After a test plan was approved via multiple sources, I worked with Ad Operations team to setup the test on our internal web tools, and then I input the creatives and budgets. I added any targeting parameters and selected correct bid selections and models for our media buying.
A Simple Example of a SQL 'Left Join' Across Multiple Databases
Database Queries - DBVisualizer / SQL / Presto / HIVE / Vertica
Using SQL code, I pulled reports from our database that I then processed and compiled into trends that the company could use to take actions on future testing and content builds.
Graph Plotting for Ranking Analysis
Once I pulled the reports, I used excel functions to pivot the data in useable bites, before finally running the results through statistical testing and plotted the results via bell curves using standard deviations. Each curve represents the possible CTR of a specific creative up to 3 standard deviations from the mean CTR in our results.

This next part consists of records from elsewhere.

PR #43, opened 2021-02-26
Implement constructors directly from datasets for reference objects

CPBridge:
In the SR module there are a number of classes that represent various types of references to source images:

- highdicom.sr.content.ReferencedSegment
- highdicom.sr.content.ReferencedSegmentationFrame
- highdicom.sr.content.SourceImageForMeasurement
- highdicom.sr.content.SourceImageForRegion
- highdicom.sr.content.SourceImageForSegmentation
- highdicom.sr.content.SourceSeriesForSegmentation

The constructors for these classes require that the user manually pass the relevant UIDs. This is by no means a large burden but is a little low-level and increases the probability of a mistake.

I propose implementing alternative constructors as class methods called `from_dataset` that allow constructing objects by simply passing the relevant dataset and have highdicom take care of the rest.

For example

```python
import pydicom
from highdicom.sr.content import SourceImageForMeasurement

ct_dataset = pydicom.dcmread(...)

# Currently a source image object must be constructed like this
source_image = SourceImageForMeasurement(
    referenced_sop_class_uid=ct_dataset.SOPClassUID,
    referenced_sop_instance_uid=ct_dataset.SOPInstanceUID
)

# Under the proposal, it could also alternatively be constructed like this
source_image = SourceImageForMeasurement.from_dataset(ct_dataset)
```

I personally think this is a bit higher level and a nice reduction in boilerplate.

For now, I have just implemented this for the `SourceImageForMeasurement` class. If you like the idea, I will implement for the other classes and write tests.


hackermd:
@CPBridge I like the idea!

What do you think about calling the classmethod `from_source()` instead of `from_dataset()`? The constructor of these classes will also create a `Dataset`, therefore this could get confusing.

CPBridge:
Cool, I'll get to work on the rest then. I agree that dataset is a little confusing as all these objects are datasets. I could get behind `from_source()`. Or maybe the slightly more verbose `from_source_dataset()`, since `source` is also a bit vague?

CPBridge:
@hackermd this is now implemented and ready for review. The referenced segment and referenced segmentation frame versions were more complex than I thought since there are a few different ways that source information may appear in a segmentation dataset. But this also means it will be more useful. Hopefully I've covered most eventualities.

CPBridge:
@hackermd this is awaiting rewiew

src/highdicom/sr/content.py
```diff
@@ -103,6 +105,34 @@ def __init__(
             relationship_type=RelationshipTypeValues.INFERRED_FROM
         )
 
+    @classmethod
+    def from_source_dataset(
```
hackermd, line 109: Given that we are considering adding a `from_dataset()`, it may be better to call this method just `from_source_image()`. What do you think?

P.S.: If we do this, we should apply the same logic to the other methods as well.

src/highdicom/sr/content.py
```diff
@@ -599,3 +838,163 @@ def __init__(
...
+        # groups sequence
+        # This gives more specific information, but depends upon optional
+        # attributes so may fail with some segmentation objects
+        # Those created with highdicom should have this information
+        referenced_frame_info = []
+        if frame_numbers is not None:
+            # Use only the provided frames
+            for f in frame_numbers:
+                # Check that the provided frame number is valid
+                if f < 0 or f >= dataset.NumberOfFrames:
```
hackermd, line 900: Frame numbers are one-based.

```suggestion
                if f < 1 or f >= dataset.NumberOfFrames:
```

src/highdicom/sr/content.py
```diff
@@ -599,3 +838,163 @@ def __init__(
...
+                    raise ValueError(
+                        f'Frame {f} is an invalid frame number within the '
+                        'provided dataset'
+                    )
+
+                frame_info = dataset.PerFrameFunctionalGroupsSequence[f]
```
hackermd, line 906:
```suggestion
                i = f - 1
                frame_info = dataset.PerFrameFunctionalGroupsSequence[i]
```

src/highdicom/sr/content.py
```diff
@@ -599,3 +838,163 @@ def __init__(
...
+
+                if ref_segment != segment_number:
+                    raise ValueError(
+                        f'The provided frame number {f} does not refer to '
+                        f'segment number {segment_number}'
+                    )
+                referenced_frame_info.append(frame_info)
+        else:
+            # Use every frame that applies to this segment
+            for frame_info in dataset.PerFrameFunctionalGroupsSequence:
```
hackermd, line 921: Since there may be many frames in a Segmentation instance, I would rewrite this into a list comprehension for improved performance.

src/highdicom/sr/content.py
```diff
@@ -599,3 +838,163 @@ def __init__(
...
+                'Input dataset should be a segmentation storage instance'
+            )
+
+        source_images = []
+        source_series = None
+
+        # Attempt to retrieve a list of source images for the specific segment
+        # and frames specified using information in the per-frame functional
+        # groups sequence
+        # This gives more specific information, but depends upon optional
```
hackermd, line 892: Which attributes are optional? Based on my understanding, all the used attributes are required. Am I missing something?

hackermd: Ah...this seems to not only refer to the next block, but also to the subsequent block.

src/highdicom/sr/content.py
```diff
@@ -599,3 +838,163 @@ def __init__(
...
+                raise ValueError(
+                    f'No frame information found referencing segment '
+                    f'{segment_number}'
+                )
+
+        # Gather up references using the Derivation Image Sequences of the
+        # referenced frames
+        refd_insuids = set()
+        for frame_info in referenced_frame_info:
+            if hasattr(frame_info, 'DerivationImageSequence'):
```
hackermd, line 937: The two lines could be combined into one:

```python
for drv_image in getattr(frame_info, 'DerivationImageSequence', []):
    ...
```

src/highdicom/sr/content.py
```diff
@@ -599,3 +838,163 @@ def __init__(
...
+                for drv_image in frame_info.DerivationImageSequence:
+                    if hasattr(drv_image, 'SourceImageSequence'):
+                        for src_image in drv_image.SourceImageSequence:
```
hackermd, line 940: The two lines could be combined into one:

```python
for src_image in getattr(drv_image, 'SourceImageSequence', []):
    ...
```

src/highdicom/sr/content.py
```diff
@@ -599,3 +838,163 @@ def __init__(
...
+                            # Check to avoid duplication of instances
+                            ins_uid = src_image.ReferencedSOPInstanceUID
+                            cls_uid = src_image.ReferencedSOPClassUID
+                            if ins_uid not in refd_insuids:
+                                if hasattr(src_image, 'ReferencedFrameNumber'):
+                                    ref_frames = src_image.ReferencedFrameNumber
+                                else:
+                                    ref_frames = None
```
hackermd, line 948:
```suggestion
                                ref_frames = getattr(src_image, 'ReferencedFrameNumber', None)
```

src/highdicom/sr/content.py
```diff
@@ -599,3 +838,163 @@ def __init__(
...
+             applies to all segments and frames present in the segmentation
+             instance.
+
+        """
+        if dataset.SOPClassUID != SegmentationStorage:
+            raise ValueError(
+                'Input dataset should be a segmentation storage instance'
+            )
+
+        source_images = []
```
hackermd, line 886: Why not `source_images = None`?

src/highdicom/sr/content.py
```diff
@@ -599,3 +838,163 @@ def __init__(
...
+                            s.ReferencedSOPClassUID,
+                            s.ReferencedSOPInstanceUID
+                        )
+                        for s in ref_series.ReferencedInstanceSequence
+                    ]
+                elif hasattr(ref_series, 'SeriesInstanceUID'):
+                    source_series = SourceSeriesForSegmentation(
+                        ref_series.SeriesInstanceUID
+                    )
+                    source_images = []
```
hackermd, line 981: Is this necessary? This does not (and is not supposed to) change the value assigned to the variable, does it?

src/highdicom/sr/content.py
```diff
@@ -599,3 +838,163 @@ def __init__(
...
+                    "Dataset does not contain a ReferencedSeriesSequence "
+                    "containing information about the source images"
+                )
+
+        return cls(
+            sop_class_uid=dataset.SOPClassUID,
+            sop_instance_uid=dataset.SOPInstanceUID,
+            segment_number=segment_number,
+            frame_numbers=frame_numbers,
+            source_images=source_images if source_images else None,
```
hackermd, line 998: This may not be necessary. See above comments.

src/highdicom/sr/content.py
```diff
@@ -599,3 +838,163 @@ def __init__(
...
+                    )
+                    source_images = []
+                else:
+                    raise AttributeError(
+                        "The ReferencedSeriesSequence in the segmentation "
+                        "dataset does not contain the expected information"
+                    )
+            else:
+                raise AttributeError(
+                    "Dataset does not contain a ReferencedSeriesSequence "
```
hackermd, line 989: I would clarify that the **segmentation** dataset does not contain the attribute (similar to the above error message):

```suggestion
                    "Segmentation dataset does not contain a ReferencedSeriesSequence "
```

tests/test_sr.py
```diff
@@ -819,6 +821,660 @@ def test_finding_site(self):
...
+class TestSourceImageForSegmentation(unittest.TestCase):
+
+    def setUp(self):
+        super().setUp()
+        file_path = Path(__file__)
+        data_dir = file_path.parent.parent.joinpath('data')
+        self._src_dataset = dcmread(
+            str(data_dir.joinpath('test_files', 'ct_image.dcm'))
+        )
+        self._ref_frames = [0, 4, 5]
```
hackermd, line 833: Frame numbers shall start at 1:

```suggestion
        self._ref_frames = [1, 4, 5]
```

hackermd: Applies to the other test cases as well.

tests/test_sr.py
```diff
@@ -819,6 +821,660 @@ def test_finding_site(self):
...
+
+    def test_basic(self):
```
hackermd, line 835: I would suggest naming the method `test_construction` instead for clarity.

Applies to the other test cases as well.

tests/test_sr.py
```diff
@@ -819,6 +821,660 @@ def test_finding_site(self):
...
+        assert (
+            src_image.ReferencedSOPSequence[0].ReferencedSOPClassUID ==
+            self._src_dataset.SOPClassUID
+        )
+        assert (
+            src_image.ReferencedSOPSequence[0].ReferencedSOPInstanceUID ==
+            self._src_dataset.SOPInstanceUID
+        )
+
+    def test_basic_frames(self):
```
hackermd, line 850: I would suggest naming the method `test_construction_with_frame_reference` instead for clarity.

hackermd (changes requested):

src/highdicom/sr/content.py
```diff
@@ -169,6 +170,34 @@ def __init__(
...
+            referenced image is a multi-frame image
+
+        Returns
+        -------
+        SourceImageForRegion
+            Content item representing a reference to the image dataset
+
+        """
+        return cls(
+            referenced_sop_class_uid=dataset.SOPClassUID,
```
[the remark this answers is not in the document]
CPBridge: Is there a well-defined list of SOP Classes that would be acceptable here? Seems like we don't want to be overly restrictive. Or would we instead create a blacklist containing obvious mistakes such as Segmentation, SRs, GSPS etc?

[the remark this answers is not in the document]
hackermd: If it walks like a duck and talks like a duck...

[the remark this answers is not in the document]
CPBridge: ...then we can say with a high degree of certainty that (0010,2201) contains "Anatidae"?

src/highdicom/sr/content.py
```diff
@@ -523,6 +655,113 @@ def __init__(
...
+        Returns
+        -------
+        ReferencedSegment
+            Content item representing a reference to the segment
+
+        Notes
+        -----
+             This method will attempt to deduce source image information
+             from information provided in the segmentation instance. If
+             available, it will used information specific to the segment
```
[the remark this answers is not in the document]
CPBridge: Adressed in 4bea49d

src/highdicom/sr/content.py
```diff
@@ -523,6 +655,113 @@ def __init__(
...
+             and frame numbers (if any) provided using the Derivation
+             Image Sequence information in the frames. If this information
```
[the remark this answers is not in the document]
CPBridge: Addressed in 4bea49d

src/highdicom/sr/content.py
```diff
@@ -523,6 +655,113 @@ def __init__(
...
+
+        if frame_number < 0 or frame_number >= dataset.NumberOfFrames:
+            raise ValueError(
+                f'Frame {frame_number} is an invalid frame number within the '
+                'provided dataset'
+            )
+
+        frame_info = dataset.PerFrameFunctionalGroupsSequence[frame_number]
+
+        segment_number = frame_info.SegmentIdentificationSequence[0]\
```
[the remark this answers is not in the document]
CPBridge: Addressed in 4bea49d

src/highdicom/sr/content.py
```diff
@@ -523,6 +655,113 @@ def __init__(
...
+                'Input dataset should be a segmentation storage instance'
+            )
+
+        if frame_number < 0 or frame_number >= dataset.NumberOfFrames:
+            raise ValueError(
+                f'Frame {frame_number} is an invalid frame number within the '
+                'provided dataset'
+            )
+
+        frame_info = dataset.PerFrameFunctionalGroupsSequence[frame_number]
```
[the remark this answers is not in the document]
CPBridge: Good point. Eugh one-based indexing... 
Addressed in 4bea49d

src/highdicom/sr/content.py
```diff
@@ -523,6 +655,113 @@ def __init__(
...
+                raise ValueError(
+                    'Could not deduce a single source image from the '
+                    'provided dataset'
+                )
+            drv_image = frame_info.DerivationImageSequence[0]
+
+            if hasattr(drv_image, 'SourceImageSequence'):
+                if len(drv_image.SourceImageSequence) != 1:
+                    raise ValueError(
+                        'Could not deduce a single source image from the '
```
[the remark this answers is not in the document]
CPBridge: Addressed in 4bea49d

src/highdicom/sr/content.py
```diff
@@ -523,6 +655,113 @@ def __init__(
...
+                        src.ReferencedSOPInstanceUID
+                    )
+                else:
+                    raise AttributeError(
+                        "The ReferencedSeriesSequence in the segmentation "
+                        "dataset does not contain the expected information"
+                    )
+            else:
+                raise AttributeError(
+                    "Dataset does not contain a ReferencedSeriesSequence "
```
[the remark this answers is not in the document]
CPBridge: Addressed in 4bea49d

src/highdicom/sr/content.py
```diff
@@ -599,3 +838,163 @@ def __init__(
...
+            of the given segment number
+
+        Returns
+        -------
+        ReferencedSegment
+            Content item representing a reference to the segment
+
+        Notes
+        -----
+             This method will attempt to deduce source image information
```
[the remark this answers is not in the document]
CPBridge: Nope, probably a vim error...
Addressed in 4bea49d

src/highdicom/sr/content.py
CPBridge: Yeah, agreed. Changed for all relevant classes

src/highdicom/sr/content.py
CPBridge: Addressed in 4bea49d

src/highdicom/sr/content.py
CPBridge: Addressed in 4bea49d

src/highdicom/sr/content.py
CPBridge: Yeah exactly. Have clarified the comments somewhat in  4bea49d

src/highdicom/sr/content.py
CPBridge: Neat. Addressed in 4bea49d

src/highdicom/sr/content.py
CPBridge: Addressed in 4bea49d

src/highdicom/sr/content.py
CPBridge: Addressed in 4bea49d

src/highdicom/sr/content.py
CPBridge: Nope, should be redundant. Removed in 4bea49d

src/highdicom/sr/content.py
CPBridge: Because we need to append to it later in the loop beginning:

```python
for frame_info in referenced_frame_info:
```
currently on line 1006

src/highdicom/sr/content.py
CPBridge: Addressed in 4bea49d

tests/test_sr.py
CPBridge: Addressed in 4bea49d. Also added a test on frame number (previously there was no check)

tests/test_sr.py
CPBridge: Addressed in 4bea49d

tests/test_sr.py
CPBridge: Addressed in 4bea49d

src/highdicom/sr/content.py
CPBridge: Addressed in 4bea49d

CPBridge:
I have addressed most comments. Will look into checks on the validity of source images (as suggested in the comments) later.

src/highdicom/sr/content.py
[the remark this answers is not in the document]
hackermd: [PS3.3 A.1.2.6 Image IE](http://dicom.nema.org/medical/dicom/current/output/html/part03.html#sect_A.1.2.6)

> The Image IE defines the Attributes that describe the pixel data of an image. 

However, that definition includes Segmentation images.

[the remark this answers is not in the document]
hackermd: > Or would we instead create a blacklist containing obvious mistakes such as Segmentation, SRs, GSPS etc?

Maybe we should just assert that the `PixelData` attribute (and its friends for floating point values) is present and that `Modality` is not obviously wrong (`SR`, `SEG`, etc.) without being overly restrictive or comprehensive.

hackermd:
> I have addressed most comments.

Could you kindly respond to the comments with `Addressed with #COMMIT_HASH`. This will make it easier for me to keep track of changes and determine whether a comment can be resolved.

CPBridge:
Didn't I do that?

hackermd:
> Didn't I do that?

You did indeed. Excellent! Sorry I didn't notice. The comments were already resolved and hidden. Please keep comments open and let me close them. That makes it easier for me to keep track of changes.

src/highdicom/sr/content.py
```diff
@@ -22,6 +24,53 @@
 )
 
 
+def _check_valid_source_image_dataset(dataset: Dataset) -> None:
+    """Raise an error if the image is not a valid for a source image reference.
```
hackermd, line 28:
```suggestion
    """Raise an error if the image is not a valid source image reference.
```

src/highdicom/sr/content.py
```diff
@@ -103,6 +163,35 @@ def __init__(
             relationship_type=RelationshipTypeValues.INFERRED_FROM
         )
 
+    @classmethod
+    def from_source_image(
+            cls,
+            image_dataset: Dataset,
+            referenced_frame_numbers: Optional[Sequence[int]] = None
+        ) -> 'SourceImageForMeasurement':
```
hackermd, line 171: Let's start doing this consistently throughout the library and in compliance with PEP8:

```suggestion
        cls,
        image_dataset: Dataset,
        referenced_frame_numbers: Optional[Sequence[int]] = None
    ) -> 'SourceImageForMeasurement':
```

src/highdicom/sr/content.py
```diff
@@ -103,6 +163,35 @@ def __init__(
...
+        ----------
+        image_dataset: pydicom.dataset.Dataset
+            Dataset representing the image to be referenced
+        referenced_frame_numbers: Sequence[int], optional
+            numbers of the frames to which the reference applies in case the
+            referenced image is a multi-frame image
+
+        Returns
+        -------
+        SourceImageForMeasurement
```
hackermd, line 184:
```suggestion
        highdicom.sr.content.SourceImageForMeasurement
```

src/highdicom/sr/content.py
```diff
@@ -140,6 +240,35 @@ def __init__(
             relationship_type=RelationshipTypeValues.SELECTED_FROM
         )
 
+    @classmethod
+    def from_source_image(
+            cls,
+            image_dataset: Dataset,
+            referenced_frame_numbers: Optional[Sequence[int]] = None
+        ) -> 'SourceImageForRegion':
```
hackermd, line 248:
```suggestion
        cls,
        image_dataset: Dataset,
        referenced_frame_numbers: Optional[Sequence[int]] = None
    ) -> 'SourceImageForRegion':
```

src/highdicom/sr/content.py
```diff
@@ -140,6 +240,35 @@ def __init__(
...
+        ----------
+        image_dataset: pydicom.dataset.Dataset
+            Dataset representing the image to be referenced
+        referenced_frame_numbers: Sequence[int], optional
+            numbers of the frames to which the reference applies in case the
+            referenced image is a multi-frame image
+
+        Returns
+        -------
+        SourceImageForRegion
```
hackermd, line 261:
```suggestion
        highdicom.sr.content.SourceImageForRegion
```

src/highdicom/sr/content.py
```diff
@@ -177,6 +317,35 @@ def __init__(
             relationship_type=RelationshipTypeValues.CONTAINS
         )
 
+    @classmethod
+    def from_source_image(
+            cls,
+            image_dataset: Dataset,
+            referenced_frame_numbers: Optional[Sequence[int]] = None
+        ) -> 'SourceImageForSegmentation':
```
hackermd, line 325:
```suggestion
        cls,
        image_dataset: Dataset,
        referenced_frame_numbers: Optional[Sequence[int]] = None
    ) -> 'SourceImageForSegmentation':
```

src/highdicom/sr/content.py
```diff
@@ -177,6 +317,35 @@ def __init__(
...
+        ----------
+        image_dataset: pydicom.dataset.Dataset
+            Dataset representing the image to be referenced
+        referenced_frame_numbers: Sequence[int], optional
+            numbers of the frames to which the reference applies in case the
+            referenced image is a multi-frame image
+
+        Returns
+        -------
+        SourceImageForSegmentation
```
hackermd, line 338:
```suggestion
        highdicom.sr.content.SourceImageForSegmentation
```

src/highdicom/sr/content.py
```diff
@@ -202,6 +371,30 @@ def __init__(self, referenced_series_instance_uid: str):
             relationship_type=RelationshipTypeValues.CONTAINS
         )
 
+    @classmethod
+    def from_source_image(
+            cls,
+            image_dataset: Dataset,
+        ) -> 'SourceSeriesForSegmentation':
```
hackermd, line 378:
```suggestion
        cls,
        image_dataset: Dataset,
    ) -> 'SourceSeriesForSegmentation':
```

src/highdicom/sr/content.py
```diff
@@ -202,6 +371,30 @@ def __init__(self, referenced_series_instance_uid: str):
...
+
+        Parameters
+        ----------
+        image_dataset: pydicom.dataset.Dataset
+            dataset representing a single image from the series to be
+            referenced
+
+        Returns
+        -------
+        SourceSeriesForSegmentation
```
hackermd, line 389:
```suggestion
        highdicom.sr.content.SourceSeriesForSegmentation
```

src/highdicom/sr/content.py
```diff
@@ -414,6 +607,33 @@ def __init__(self, referenced_sop_instance_uid: str):
...
+
+        Parameters
+        ----------
+        value_map_dataset: pydicom.dataset.Dataset
+            dataset representing the real world value map to be
+            referenced
+
+        Returns
+        -------
+        RealWorldValueMap
```
hackermd, line 625:
```suggestion
        highdicom.sr.content.RealWorldValueMap
```

src/highdicom/sr/content.py
```diff
@@ -414,6 +607,33 @@ def __init__(self, referenced_sop_instance_uid: str):
             relationship_type=RelationshipTypeValues.CONTAINS
         )
 
+    @classmethod
+    def from_source_value_map(
+            cls,
+            value_map_dataset: Dataset,
+        ) -> 'RealWorldValueMap':
```
hackermd, line 614:
```suggestion
        cls,
        value_map_dataset: Dataset,
    ) -> 'RealWorldValueMap':
```

src/highdicom/sr/content.py
```diff
@@ -524,6 +744,120 @@ def __init__(
             )
         self.append(source_image)
 
+    @classmethod
+    def from_seg_dataset(
+            cls,
+            dataset: Dataset,
+            frame_number: int
+        ) -> 'ReferencedSegmentationFrame':
```
hackermd, line 752:
```suggestion
        cls,
        dataset: Dataset,
        frame_number: int
    ) -> 'ReferencedSegmentationFrame':
```

src/highdicom/sr/content.py
```diff
@@ -524,6 +744,120 @@ def __init__(
...
+        dataset: pydicom.dataset.Dataset
+            Dataset representing a segmentation containing the referenced
+            segment.
+        frame_number: int
+            Number of the frame to which the reference applies. Note that
+            one-based indexing is used to index the frames.
+
+        Returns
+        -------
+        ReferencedSegment
```
hackermd, line 766:
```suggestion
        highdicom.sr.content.ReferencedSegment
```

src/highdicom/sr/content.py
```diff
@@ -524,6 +744,120 @@ def __init__(
...
+        This method will attempt to deduce source image information
+        from information provided in the segmentation instance. If
+        available, it will use information specific to the segment
+        and frame numbers (if any) provided using the Derivation
+        Image Sequence item for the given frame. If this information
+        is not present in the segmentation dataset, it will instead
+        use the information in the Referenced Series Sequence, which
+        applies to all segments and frames present in the segmentation
+        instance.
+
```
hackermd, line 780: Please add a `Raises` section to indicate under what circumstances a `ValueError` will be raised

src/highdicom/sr/content.py
```diff
@@ -600,3 +934,176 @@ def __init__(
...
                 '"source_images" or "source_series".'
             )
+
+    @classmethod
+    def from_seg_dataset(
+            cls,
+            dataset: Dataset,
+            segment_number: int,
+            frame_numbers: Optional[Sequence[int]] = None
+        ) -> 'ReferencedSegment':
```
hackermd, line 944:
```suggestion
        cls,
        dataset: Dataset,
        segment_number: int,
        frame_numbers: Optional[Sequence[int]] = None
    ) -> 'ReferencedSegment':
```

src/highdicom/sr/content.py
```diff
@@ -600,3 +934,176 @@ def __init__(
...
+            number of the segment to reference within the provided dataset
+        frame_numbers: Optional[Sequence[int]], optional
+            list of frames in the segmentation dataset to reference. If
+            not provided, the reference is assumed to apply to all frames
+            of the given segment number. Note that frame numbers are
+            indexed with 1-based indexing.
+
+        Returns
+        -------
+        ReferencedSegment
```
hackermd, line 962:
```suggestion
        highdicom.sr.content.ReferencedSegment
```

src/highdicom/sr/content.py
hackermd: I see. It's potentially error prone due to the `source_images if source_images else None`, but I don't have a better suggestion either.

src/highdicom/sr/content.py
```diff
@@ -103,6 +163,35 @@ def __init__(
             relationship_type=RelationshipTypeValues.INFERRED_FROM
         )
 
+    @classmethod
+    def from_source_image(
+            cls,
+            image_dataset: Dataset,
```
hackermd, line 169: Do you have strong feelings about using `image_dataset` instead of `image`? I generally avoid including the type in the name. We have a type annotation and a docstring to inform the user.

hackermd (changes requested):
Nice! Only a few fixes and suggestions for docstrings.

src/highdicom/sr/content.py
CPBridge: Resolved in 4cc5f0e

src/highdicom/sr/content.py
CPBridge: Just that 'image' is very vague and could be a numpy pixel array or something. On balance though it is probably better. Have changed to `image` in this class and all other `SourceXForX` classes, and additionally changed the `dataset` parameter of `ReferencedSegment.from_seg_dataset()` to `segmentation` to match. Changes in 4cc5f0e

CTR Over Time Comparing Operating Systems
By comparing our data in apples-to-apples conditions, I am able to find trends and directions for our team to take. This includes finding unique wins that would otherwise be missed in rolled up data reports.
Publisher Analysis Across Operating Systems
I am able to utilize our data insights to direct our media spend to the highest return on investment publishers, and to detect fraud across operating systems, geos, and exchanges.
Using popular methodologies like Chi-Squared and Bayesian Analysis, I can plot performance and direct our team to the statistically significant results over wasting ad spend on under performing creatives.